(Record set Opens)

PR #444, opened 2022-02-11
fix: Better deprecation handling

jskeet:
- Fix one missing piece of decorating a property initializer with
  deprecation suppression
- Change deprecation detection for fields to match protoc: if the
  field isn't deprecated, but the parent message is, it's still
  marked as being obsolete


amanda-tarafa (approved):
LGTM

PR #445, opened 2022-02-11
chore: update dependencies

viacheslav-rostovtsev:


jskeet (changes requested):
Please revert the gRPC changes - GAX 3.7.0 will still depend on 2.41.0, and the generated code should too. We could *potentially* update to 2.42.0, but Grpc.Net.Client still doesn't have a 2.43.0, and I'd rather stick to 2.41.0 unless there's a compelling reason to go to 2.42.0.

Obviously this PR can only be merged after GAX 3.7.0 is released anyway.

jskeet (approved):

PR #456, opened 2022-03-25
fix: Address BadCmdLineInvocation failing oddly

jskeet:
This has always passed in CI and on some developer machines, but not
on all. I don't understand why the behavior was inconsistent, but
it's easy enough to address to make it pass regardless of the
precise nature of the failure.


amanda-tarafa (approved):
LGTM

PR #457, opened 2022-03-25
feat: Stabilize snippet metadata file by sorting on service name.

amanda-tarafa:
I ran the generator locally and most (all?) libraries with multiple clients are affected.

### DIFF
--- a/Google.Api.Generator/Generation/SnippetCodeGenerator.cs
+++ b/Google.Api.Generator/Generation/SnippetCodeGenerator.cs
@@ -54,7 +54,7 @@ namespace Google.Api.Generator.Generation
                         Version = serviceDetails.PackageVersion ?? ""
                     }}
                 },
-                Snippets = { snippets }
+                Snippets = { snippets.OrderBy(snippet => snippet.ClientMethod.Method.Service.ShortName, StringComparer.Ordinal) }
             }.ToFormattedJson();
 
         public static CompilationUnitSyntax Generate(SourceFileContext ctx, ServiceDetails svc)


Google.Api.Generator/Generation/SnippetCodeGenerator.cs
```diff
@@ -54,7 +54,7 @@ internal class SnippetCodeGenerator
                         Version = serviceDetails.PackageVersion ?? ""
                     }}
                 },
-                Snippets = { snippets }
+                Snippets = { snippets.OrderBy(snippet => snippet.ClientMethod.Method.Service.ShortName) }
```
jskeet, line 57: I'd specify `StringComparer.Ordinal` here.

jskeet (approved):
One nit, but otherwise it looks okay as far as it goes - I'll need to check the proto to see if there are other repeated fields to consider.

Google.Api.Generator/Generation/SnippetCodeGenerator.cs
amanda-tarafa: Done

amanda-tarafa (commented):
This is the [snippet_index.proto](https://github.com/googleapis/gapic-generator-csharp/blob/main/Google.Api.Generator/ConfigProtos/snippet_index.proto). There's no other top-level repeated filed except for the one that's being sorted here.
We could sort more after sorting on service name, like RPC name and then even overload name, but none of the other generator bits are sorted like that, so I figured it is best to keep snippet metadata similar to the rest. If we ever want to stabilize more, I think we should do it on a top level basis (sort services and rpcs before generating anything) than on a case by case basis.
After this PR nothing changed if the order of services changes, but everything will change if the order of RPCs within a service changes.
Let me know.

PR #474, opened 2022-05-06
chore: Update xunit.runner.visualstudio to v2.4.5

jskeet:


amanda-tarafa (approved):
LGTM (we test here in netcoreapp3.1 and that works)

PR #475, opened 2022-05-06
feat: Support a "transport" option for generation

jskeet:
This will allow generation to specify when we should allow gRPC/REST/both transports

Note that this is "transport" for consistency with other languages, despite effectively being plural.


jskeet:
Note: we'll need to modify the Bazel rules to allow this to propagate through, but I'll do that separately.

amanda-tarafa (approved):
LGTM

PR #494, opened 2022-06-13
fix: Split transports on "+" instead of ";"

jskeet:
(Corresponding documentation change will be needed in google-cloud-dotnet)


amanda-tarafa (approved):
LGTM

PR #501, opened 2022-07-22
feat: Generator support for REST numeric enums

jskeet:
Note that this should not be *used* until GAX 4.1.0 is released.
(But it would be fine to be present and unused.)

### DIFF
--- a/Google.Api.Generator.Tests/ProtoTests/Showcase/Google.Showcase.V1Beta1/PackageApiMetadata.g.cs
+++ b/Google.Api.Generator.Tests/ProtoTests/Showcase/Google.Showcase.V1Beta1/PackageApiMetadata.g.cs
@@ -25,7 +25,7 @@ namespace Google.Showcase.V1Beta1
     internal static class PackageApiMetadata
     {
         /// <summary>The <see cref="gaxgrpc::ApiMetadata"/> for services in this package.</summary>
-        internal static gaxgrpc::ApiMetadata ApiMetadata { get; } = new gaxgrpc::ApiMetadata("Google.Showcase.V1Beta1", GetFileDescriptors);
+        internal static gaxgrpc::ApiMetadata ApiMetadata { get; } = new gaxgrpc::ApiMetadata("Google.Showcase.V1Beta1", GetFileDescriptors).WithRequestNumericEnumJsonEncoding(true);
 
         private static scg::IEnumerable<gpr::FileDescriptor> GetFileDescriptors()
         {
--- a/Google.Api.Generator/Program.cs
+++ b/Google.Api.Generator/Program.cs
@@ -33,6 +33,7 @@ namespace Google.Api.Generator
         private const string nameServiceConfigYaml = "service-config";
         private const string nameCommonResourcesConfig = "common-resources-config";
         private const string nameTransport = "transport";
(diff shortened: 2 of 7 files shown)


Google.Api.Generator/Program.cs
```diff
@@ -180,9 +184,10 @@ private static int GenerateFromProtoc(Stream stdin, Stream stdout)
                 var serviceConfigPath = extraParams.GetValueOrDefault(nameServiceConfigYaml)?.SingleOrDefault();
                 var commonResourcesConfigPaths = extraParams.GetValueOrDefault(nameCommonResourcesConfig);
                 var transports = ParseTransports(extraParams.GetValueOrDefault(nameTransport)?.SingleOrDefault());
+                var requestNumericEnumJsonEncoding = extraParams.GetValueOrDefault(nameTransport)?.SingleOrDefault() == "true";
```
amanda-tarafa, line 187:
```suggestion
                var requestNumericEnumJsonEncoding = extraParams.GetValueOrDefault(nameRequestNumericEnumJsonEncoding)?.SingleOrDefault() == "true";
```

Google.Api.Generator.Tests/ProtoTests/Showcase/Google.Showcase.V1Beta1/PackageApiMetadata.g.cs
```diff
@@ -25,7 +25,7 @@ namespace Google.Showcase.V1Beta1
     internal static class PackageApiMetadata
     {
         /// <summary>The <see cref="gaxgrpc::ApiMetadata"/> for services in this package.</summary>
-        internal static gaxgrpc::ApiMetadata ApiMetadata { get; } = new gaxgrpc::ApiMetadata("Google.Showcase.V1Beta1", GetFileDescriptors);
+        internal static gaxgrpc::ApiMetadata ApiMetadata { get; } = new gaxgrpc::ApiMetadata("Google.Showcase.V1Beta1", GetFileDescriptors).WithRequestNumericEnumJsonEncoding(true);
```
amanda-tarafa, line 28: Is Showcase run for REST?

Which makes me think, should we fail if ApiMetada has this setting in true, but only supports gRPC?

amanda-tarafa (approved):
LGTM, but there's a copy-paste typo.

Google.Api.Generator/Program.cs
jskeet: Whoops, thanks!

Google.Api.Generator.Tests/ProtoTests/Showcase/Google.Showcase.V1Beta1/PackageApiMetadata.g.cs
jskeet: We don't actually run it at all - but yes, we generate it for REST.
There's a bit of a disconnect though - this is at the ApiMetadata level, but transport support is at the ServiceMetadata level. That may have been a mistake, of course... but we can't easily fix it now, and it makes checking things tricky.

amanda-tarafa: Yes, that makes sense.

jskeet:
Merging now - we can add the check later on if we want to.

(Record set Closes)

# Try it
Copy the records above exactly, please, but only from the first line through the line containing "--- a/Google.Api.Generator/Generation/SnippetCodeGenerator.cs".

# Solution for this problem
PR #444, opened 2022-02-11
fix: Better deprecation handling

jskeet:
- Fix one missing piece of decorating a property initializer with
  deprecation suppression
- Change deprecation detection for fields to match protoc: if the
  field isn't deprecated, but the parent message is, it's still
  marked as being obsolete


amanda-tarafa (approved):
LGTM

PR #445, opened 2022-02-11
chore: update dependencies

viacheslav-rostovtsev:


jskeet (changes requested):
Please revert the gRPC changes - GAX 3.7.0 will still depend on 2.41.0, and the generated code should too. We could *potentially* update to 2.42.0, but Grpc.Net.Client still doesn't have a 2.43.0, and I'd rather stick to 2.41.0 unless there's a compelling reason to go to 2.42.0.

Obviously this PR can only be merged after GAX 3.7.0 is released anyway.

jskeet (approved):

PR #456, opened 2022-03-25
fix: Address BadCmdLineInvocation failing oddly

jskeet:
This has always passed in CI and on some developer machines, but not
on all. I don't understand why the behavior was inconsistent, but
it's easy enough to address to make it pass regardless of the
precise nature of the failure.


amanda-tarafa (approved):
LGTM

PR #457, opened 2022-03-25
feat: Stabilize snippet metadata file by sorting on service name.

amanda-tarafa:
I ran the generator locally and most (all?) libraries with multiple clients are affected.

### DIFF
--- a/Google.Api.Generator/Generation/SnippetCodeGenerator.cs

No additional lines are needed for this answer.